Even if you are near-homeless and can only afford some kind of silly $5 flash unit with no pilot button, a soldered radioshack button onto the hot shoe solves your problem. Or a paperclip...


----------



## Derrel (Feb 26, 2014)

Gavjenks said:


> Why would you even have any use for a pocketwizard for this, assuming you HAVE one I still don't even know why you would USE it on this shoot???
> Every flash unit I've ever seen has a big button built right onto the back of it that says "PILOT." If you walk around the scene in a dark hoodie and push it, the flash fires each time and you get your painted scene..... You don't need any wireless anything!
> 
> Even if you are near-homeless and can only afford some kind of silly $5 flash unit with no pilot button, a soldered radioshack button onto the hot shoe solves your problem. Or a paperclip...

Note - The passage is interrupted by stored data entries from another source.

Issue #414, opened 2022-03-15
Consider warning if a final variable is changed via readMarshallable


rogersimmons:
readMarshallable allows final variables to be changed - eg when reading config on startup.
As Java allows aggressive optimisation of final variables this can result in a situation where a variable in an object has one value (changed from config), but accessors will return a different value (a default baked in at compilation).

Ideally a warning should be emitted when a final variable is changed, or the config refused altogether.

RobAustin:
We should be more abrupt and throw an exception, the problem with WARNings is they get missed!

alamar:
Let's do warning now, error in 2.24?

alamar:
Turns out we have more than 10 tests which do exactly that - overwrite final fields.

What should we do - should we update them all?

@rogersimmons @RobAustin

RobAustin:
@alamar this looks done, if this is not the case please reopen

alamar:
Nope, no real work is done yet, reopening.

PR #420, opened 2022-03-23
Issue a warning when final field is overwritten #414

alamar:
#414

### DIFF
--- a/src/main/java/net/openhft/chronicle/wire/WireMarshaller.java
+++ b/src/main/java/net/openhft/chronicle/wire/WireMarshaller.java
@@ -450,6 +450,7 @@ public class WireMarshaller<T> {
 
         Comment commentAnnotation;
         Boolean isLeaf;
+        boolean isFinalNoWarning;
 
         FieldAccess(@NotNull Field field) {
             this(field, null);
@@ -461,6 +462,10 @@ public class WireMarshaller<T> {
             offset = unsafeObjectFieldOffset(field);
             key = field::getName;
             this.isLeaf = isLeaf;
+
+            if ((field.getModifiers() & Modifier.FINAL) != 0)
+                isFinalNoWarning = true;
+
             try {
                 commentAnnotation = field.getAnnotation(Comment.class);
             } catch (NullPointerException ignore) {
@@ -613,6 +618,8 @@ public class WireMarshaller<T> {
         }
 
         protected void copy(Object from, Object to) throws IllegalAccessException {
+            triggerFinalWarning();
+
             ObjectUtils.requireNonNull(from);
             ObjectUtils.requireNonNull(to);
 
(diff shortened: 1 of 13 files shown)


src/main/java/net/openhft/chronicle/wire/WireMarshaller.java
```diff
@@ -461,6 +462,10 @@ public boolean isLeaf() {
             offset = unsafeObjectFieldOffset(field);
             key = field::getName;
             this.isLeaf = isLeaf;
+
+            if ((field.getModifiers() & Modifier.FINAL) != 0)
```
minborg, line 466: Suggest: `Modifier.isFinal(field.getModifiers))`

src/main/java/net/openhft/chronicle/wire/WireMarshaller.java
```diff
@@ -450,6 +450,7 @@ public boolean isLeaf() {
 
         Comment commentAnnotation;
         Boolean isLeaf;
+        boolean isFinalNoWarning;
```
minborg, line 453: `final`

minborg: Ahh. ok. You change it after one warning. So no `final`.

src/main/java/net/openhft/chronicle/wire/WireMarshaller.java
alamar: We seem to always use the form I've used, can we stick with it for consistency?

minborg: Yes

alamar:
Turns out we have more than 10 tests which do exactly that - overwrite final fields.

What should we do - should we update them all?

@rogersimmons @RobAustin

JerryShea:
> What should we do - should we update them all?
> 
IMO yes we should - our code should set a good example

rogersimmons:
+1. Yes, please fix any tests which overwrite final fields.

src/main/java/net/openhft/chronicle/wire/WireMarshaller.java
```diff
@@ -641,6 +650,14 @@ protected void readValue(Object o, Object defaults, ValueIn read, boolean overwr
             }
         }
 
+        protected void triggerFinalWarning() {
```
minborg, line 653: Suggest `assertNonFinal()`. In this version, there will be a warning but in later, an Exception would be thrown.

src/test/java/net/openhft/chronicle/wire/NestedMapsTest.java
```diff
@@ -255,9 +255,9 @@ public void testMapReadAndWrite() {
     }
 
     static class Mapped extends SelfDescribingMarshallable {
-        final Set<String> words = new LinkedHashSet<>();
-        final List<Integer> numbers = new ArrayList<>();
-        final Map<String, String> map1 = new LinkedHashMap<>();
-        final Map<String, Double> map2 = new LinkedHashMap<>();
+        Set<String> words = new LinkedHashSet<>();
```
minborg, line 258: Can't mutable objects be final?

peter-lawrey:
It's important to recognise how Java Serialization does this currently, as we can't change that behaviour. Java Serialization doesn't produce a warning when setting final fields, nor does it expect you to make a field that can be set non-final

PR #421, opened 2022-03-23
Fixed TEXT parsing of Queue configs.

alamar:


src/main/java/net/openhft/chronicle/wire/YamlWire.java
```diff
@@ -383,18 +383,19 @@ private StringBuilder acquireStringBuilder() {
...
+                sb.setLength(0);
+                sb.append(text);
                 unescape(sb, yt.blockQuote());
                 yt.next();
             } else {
                 throw new IllegalStateException(yt.toString());
             }
         } else {
-            return sb;
+            sb.setLength(0);
```
minborg, line 398: sb.setLength() could be moved to L387 and deduplicate.

minborg (approved):

src/main/java/net/openhft/chronicle/wire/YamlWire.java
alamar: It needs to be called after yt.text()

alamar:
@minborg please re-review as I have made some important changes.

minborg (approved):

Issue #424, opened 2022-04-01
WireMarshaller silently ignores a missing alias


nicktindall:
This is the root cause of https://github.com/ChronicleEnterprise/Chronicle-FIX/issues/966

This exception, that occurs because of a missing alias
```
java.lang.IllegalArgumentException: Cannot find a class for MissingAlias are you missing an alias?
	at net.openhft.chronicle.wire.Wires.tupleFor(Wires.java:619)
	at net.openhft.chronicle.wire.TextWire$TextValueIn.typePrefixOrObject(TextWire.java:3167)
	at net.openhft.chronicle.wire.JSONWire$JSONValueIn.typePrefixOrObject(JSONWire.java:419)
	at net.openhft.chronicle.wire.Wires.object0(Wires.java:526)
	at net.openhft.chronicle.wire.ValueIn.object(ValueIn.java:529)
	at net.openhft.chronicle.wire.JSONWire$JSONValueIn.object(JSONWire.java:408)
	at net.openhft.chronicle.wire.WireMarshaller$ObjectFieldAccess.setValue(WireMarshaller.java:748)
	at net.openhft.chronicle.wire.WireMarshaller$FieldAccess.readValue(WireMarshaller.java:632)
	at net.openhft.chronicle.wire.WireMarshaller.readMarshallableDTOOrder(WireMarshaller.java:303)
	at net.openhft.chronicle.wire.WireMarshaller.readMarshallable(WireMarshaller.java:296)
	at net.openhft.chronicle.wire.Wires.readMarshallable(Wires.java:355)
	at net.openhft.chronicle.wire.SerializationStrategies$6.readUsing(SerializationStrategies.java:185)
	at net.openhft.chronicle.wire.TextWire$TextValueIn.marshallable(TextWire.java:3266)
	at net.openhft.chronicle.wire.JSONWire$JSONValueIn.marshallable(JSONWire.java:436)
	at net.openhft.chronicle.wire.Wires.objectMap(Wires.java:493)
	at net.openhft.chronicle.wire.Wires.object0(Wires.java:574)
	at net.openhft.chronicle.wire.ValueIn.object(ValueIn.java:518)
	at net.openhft.chronicle.wire.JSONWire$JSONValueIn.object(JSONWire.java:403)
```
[...]

PR #425, opened 2022-04-01
Warn reliably when we encounter an unresolvable class

nicktindall:
This is a relatively minimal fix for for #424. I was wary of changing behaviour too much so opted to stop at making the behaviour a bit more consistent when an explicit class name can't be resolved.

I also added the ability to expect vs ignore exceptions consistent with the newer approaches seen in Queue etc. this allows us to test that warnings are being logged when these errors are encountered.

### DIFF
--- a/src/main/java/net/openhft/chronicle/wire/BinaryWire.java
+++ b/src/main/java/net/openhft/chronicle/wire/BinaryWire.java
@@ -3437,11 +3437,10 @@ public class BinaryWire extends AbstractWire implements Wire {
             try {
                 return sb == null ? null : classLookup().forName(sb);
             } catch (ClassNotFoundRuntimeException e) {
-                if (Wires.dtoInterface(tClass)) {
-                    if (GENERATE_TUPLES)
-                        return Wires.tupleFor(tClass, sb.toString());
-                    Jvm.warn().on(getClass(), "Unknown class, perhaps you need to define an alias", e);
+                if (Wires.dtoInterface(tClass) && GENERATE_TUPLES) {
+                    return Wires.tupleFor(tClass, sb.toString());
                 }
+                Jvm.warn().on(getClass(), "Unknown class (" + sb + "), perhaps you need to define an alias", e);
                 return null;
             }
         }
@@ -3560,7 +3559,7 @@ public class BinaryWire extends AbstractWire implements Wire {
 
         @Override
         @Nullable
-        public Object marshallable(@Nullable Object object, @NotNull SerializationStrategy strategy)
+        public Object marshallable(@NotNull Object object, @NotNull SerializationStrategy strategy)
                 throws BufferUnderflowException, IORuntimeException {
             if (this.isNull())
                 return null;
--- a/src/main/java/net/openhft/chronicle/wire/TextWire.java
+++ b/src/main/java/net/openhft/chronicle/wire/TextWire.java
@@ -3136,14 +3136,13 @@ public class TextWire extends AbstractWire implements Wire {
                 bytes.readSkip(-1);
                 try {
                     return classLookup().forName(stringBuilder);
-                } catch (NoClassDefFoundError e) {
-                    throw new IORuntimeException("Unable to load class " + e, e);
                 } catch (ClassNotFoundRuntimeException e) {
                     if (tClass == null) {
                         if (Wires.GENERATE_TUPLES) {
                             return Wires.tupleFor(null, stringBuilder.toString());
                         }
-                        throw new NoClassDefFoundError("Unable to load " + stringBuilder + ", is a class alias missing.");
+                        Jvm.warn().on(TextWire.class, "Unable to load " + stringBuilder + ", is a class alias missing.");
+                        return null;
                     }
 
                     final String className = tClass.getName();
--- a/src/main/java/net/openhft/chronicle/wire/WireMarshaller.java
+++ b/src/main/java/net/openhft/chronicle/wire/WireMarshaller.java
@@ -753,6 +753,7 @@ public class WireMarshaller<T> {
                             !type.isEnum() &&
                             !read.isTyped()) {
                         // retain the null value of object
+                        Jvm.warn().on(getClass(), "Ignoring exception and setting field '" + field.getName() + "' to null", e);
                     } else {
                         Jvm.rethrow(e);
                     }
--- a/src/main/java/net/openhft/chronicle/wire/Wires.java
+++ b/src/main/java/net/openhft/chronicle/wire/Wires.java
@@ -473,25 +473,23 @@ public enum Wires {
     }
 
     @Nullable
-    public static <E> E objectMap(ValueIn in, @Nullable E using, @Nullable Class clazz, SerializationStrategy<E> strategy) {
+    public static <E> E objectMap(ValueIn in, @Nullable E using, @Nullable Class clazz, @NotNull SerializationStrategy<E> strategy) {
         if (in.isNull())
             return null;
-        boolean nullObject = false;
         if (clazz == Object.class)
             strategy = MAP;
         if (using == null) {
             using = (E) strategy.newInstanceOrNull(clazz);
-            nullObject = using == null;
         }
         if (Throwable.class.isAssignableFrom(clazz))
             return (E) WireInternal.throwable(in, false, (Throwable) using);
 
-        if (using == null && !nullObject)
+        if (using == null)
             throw new IllegalStateException("failed to create instance of clazz=" + clazz + " is it aliased?");
+
         final long position = in.wireIn().bytes().readPosition();
         Object marshallable = in.marshallable(using, strategy);
-        // only do a readResolve if an object was provided.
-        E e = using != null ? readResolve(marshallable) : (E) marshallable;
+        E e = readResolve(marshallable);
         String name = nameOf(e);
         if (name != null) {
             E e2 = (E) EnumCache.of(e.getClass()).valueOf(name);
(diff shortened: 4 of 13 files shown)


src/main/java/net/openhft/chronicle/wire/TextWire.java
```diff
@@ -3143,7 +3144,7 @@ public Object typePrefixOrObject(Class tClass) {
                         if (Wires.GENERATE_TUPLES) {
                             return Wires.tupleFor(null, stringBuilder.toString());
                         }
-                        throw new NoClassDefFoundError("Unable to load " + stringBuilder + ", is a class alias missing.");
+                        throw new MissingClassOrClassAliasException("Unable to load " + stringBuilder + ", is a class alias missing.");
```
nicktindall: I feel like whatever happens we should probably not be throwing `NoClassDefFoundError`

src/main/java/net/openhft/chronicle/wire/WireMarshaller.java
```diff
@@ -753,14 +756,15 @@ protected void setValue(Object o, @NotNull ValueIn read, boolean overwrite) thro
                             !type.isEnum() &&
                             !read.isTyped()) {
                         // retain the null value of object
+                        Jvm.warn().on(getClass(), "Ignoring exception and setting field '" + field.getName() + "' to null", e);
```
nicktindall, line 756: It might be nice to log a warning when we swallow this exception? it seems very broad and made this problem harder to spot

src/main/java/net/openhft/chronicle/wire/internal/MissingClassOrClassAliasException.java
```diff
@@ -0,0 +1,16 @@
+package net.openhft.chronicle.wire.internal;
+
+public class MissingClassOrClassAliasException extends RuntimeException {
```
nicktindall: If we DO want a missing class or alias to break deserialization then we should have a consistent error to represent that. It manifests as `NoClassDefFoundError`/`ClassNotFoundRuntimeException`/`IllegalArgumentException` depending on where it's thrown.

src/main/java/net/openhft/chronicle/wire/TextWire.java
nicktindall: Perhaps the correct behaviour is just to log a warning and return null, a lot of other ValueIns do that.

src/main/java/net/openhft/chronicle/wire/WireMarshaller.java
JerryShea: Agree - even if that's the only change we make

src/main/java/net/openhft/chronicle/wire/internal/MissingClassOrClassAliasException.java
JerryShea: extend IllegalStateException?

src/test/java/net/openhft/chronicle/wire/AbstractUntypedFieldTest.java
```diff
@@ -49,6 +51,20 @@ void untypedFieldsShouldBeNull(Function<Bytes<byte[]>, Wire> wireConstruction) {
         assertNull(holder.a);
     }
 
+    @ParameterizedTest
+    @MethodSource("provideWire")
+    void missingAliasExceptionsShouldNotBeSwallowed(Function<Bytes<byte[]>, Wire> wireConstruction) {
```
JerryShea: nice

src/test/java/net/openhft/chronicle/wire/AbstractUntypedFieldTest.java
```diff
@@ -49,6 +51,20 @@ void untypedFieldsShouldBeNull(Function<Bytes<byte[]>, Wire> wireConstruction) {
...
+        final Bytes<byte[]> bytes = Bytes.from("!net.openhft.chronicle.wire.AbstractUntypedFieldShouldBeNull$Holder {\n" +
+                "  a: !MissingAlias {\n" +
+                "  }\n" +
+                "}");
+        final Wire textWire = wireConstruction.apply(bytes);
+
+        assertThrows(MissingClassOrClassAliasException.class, () -> {
+            textWire.getValueIn().object(Holder.class);
```
JerryShea: so current behaviour is for the exception to be silently swallowed?

nicktindall: Yeah but only due to that catch block that I put on [the issue](https://github.com/OpenHFT/Chronicle-Wire/issues/424). I don't think it's intentional.

src/main/java/net/openhft/chronicle/wire/TextWire.java
```diff
@@ -3136,14 +3136,12 @@ public Object typePrefixOrObject(Class tClass) {
                 bytes.readSkip(-1);
                 try {
                     return classLookup().forName(stringBuilder);
-                } catch (NoClassDefFoundError e) {
-                    throw new IORuntimeException("Unable to load class " + e, e);
```
nicktindall, line 3140: I also don't think we should be catching it.. 
> An Error is a subclass of Throwable that indicates serious problems that a reasonable application should not try to catch

src/main/java/net/openhft/chronicle/wire/WireMarshaller.java
```diff
@@ -629,8 +631,8 @@ protected void readValue(Object o, Object defaults, ValueIn read, boolean overwr
                 long pos = read.wireIn().bytes().readPosition();
                 try {
                     setValue(o, read, overwrite);
-                } catch (UnexpectedFieldHandlingException e) {
-                    Jvm.rethrow(e);
+                } catch (FatalMarshallingException e) {
+                    throw e;
```
nicktindall: This is a bit nasty but we need a way for some exceptions to propagate through this catch-all stuff.

src/main/java/net/openhft/chronicle/wire/Wires.java
```diff
@@ -476,18 +478,16 @@ public static int removeMaskedTidFromHeader(final int header) {
...
             using = (E) strategy.newInstanceOrNull(clazz);
-            nullObject = using == null;
         }
         if (Throwable.class.isAssignableFrom(clazz))
             return (E) WireInternal.throwable(in, false, (Throwable) using);
 
-        if (using == null && !nullObject)
-            throw new IllegalStateException("failed to create instance of clazz=" + clazz + " is it aliased?");
+        if (using == null)
+            throw new FatalMarshallingException("failed to create instance of clazz=" + clazz + " is it aliased?");
```
nicktindall: This ended up being unreachable from what I could see (it was effectively `if (using == null && using != null)` if you look at what happened up till this point. It meant we ended up passing in `null` to some @NotNull parameters below.

It became that way here https://github.com/OpenHFT/Chronicle-Wire/commit/4d69ee9e7d5cdb40774307d071fb53a568bbf37d#diff-93e71c0374096bba5af3369c6b8ec64a71bad073b960cbefe8ec30703cf81577R436

src/main/java/net/openhft/chronicle/wire/Wires.java
```diff
@@ -522,9 +522,16 @@ public static int removeMaskedTidFromHeader(final int header) {
...
+        Object o;
+        try {
+            o = in.typePrefixOrObject(clazz);
+            if (o != null && !(o instanceof Class)) {
+                return (E) in.marshallable(o, MARSHALLABLE);
+            }
+        } catch (MissingClassOrClassAliasException e) {
+            // If the type is missing, warn and try and try to read anyway
+            Jvm.warn().on(Wires.class, e.getMessage());
+            o = null;
```
nicktindall: In this specific case we need to continue trying to parse it, but at least now we've logged a warning. Continuing to attempt to parse means if e.g. the SerializationStrategy returns a value from newInstanceOrNull we might have a chance at deserializing what follows.

Also we need to keep trying in order to satisfy that an unknown enum reference is parsed as a String (there's a test for that)

src/main/java/net/openhft/chronicle/wire/Wires.java
nicktindall: Another odd thing is a few lines down it calls `ValueIn#marshallable(Object, SerializationStrategy)`... the `BinaryValueIn` implementation of that has the first parameter marked as `@Nullable` but all other implementations have it marked as `@NotNull`. I'm going with the majority here and assuming we don't want to pass this point if `using == null`
It might be worth putting those `@Nullable`/`@NotNull` annotations on the interface to make them more consistent?

src/main/java/net/openhft/chronicle/wire/TextWire.java
peter-lawrey: Might be a better option

src/main/java/net/openhft/chronicle/wire/TextWire.java
peter-lawrey: It appears to me,
The Error should be caught in ClassAliasPool.forName0 or not at all. c.f. the catch(ClassNotFoundException)
I assume this behaviour isn't consistent with other calls to forName().

src/main/java/net/openhft/chronicle/wire/WireMarshaller.java
peter-lawrey: I assume FatalMarshallingException extends IllegalStateException?

peter-lawrey (approved):

src/main/java/net/openhft/chronicle/wire/BinaryWire.java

Doggone it Gav, stop being so doggone practical!!! You're _*harshing the buzz*_ the PocketWizard people had goin' earlier today!


----------



## Overread (Feb 26, 2014)

To be fair considering the flash is oft on the end of a long beam so unless you've got really long fingers you won't be pressing the little red button on the back. 

I've also never tried it but I suspect trying to time a dslr shutter on a normal exposure to the manual pressing of the flash button would be daft.

I can see a need for a wireless trigger in this situation. You've the flash a long distance away and you won't want long cables getting in the way to communicate to the flash so having a wireless solution is practical. Not sure if its a particularly showy scene that really promotes the powers of PW - a set of working cheap wireless triggers would have done about the same level of performance. 

My issue though is that the end result just doesn't look like the mobility of the flash has been used to its advantage for the end result and that one could have taken much less than 40 odd photos and just varied the exposure time to get a similar end result with photo blending in HDR.


----------



## dsiglin (Feb 28, 2014)

So yes the original link looks pretty aweful, imo. But besides Royce Bair what are some other photographers you would recommend for those wanting to light large objects, say an old mill? I am starting a personal project about a 800,000 sq ft mill being converted into artist studios and a coffee shop. I think some nice exterior night shots would be a great addition to more normal interior shots.


----------



## Gavjenks (Feb 28, 2014)

> I've also never tried it but I suspect trying to time a dslr shutter on a normal exposure to the manual pressing of the flash button would be daft.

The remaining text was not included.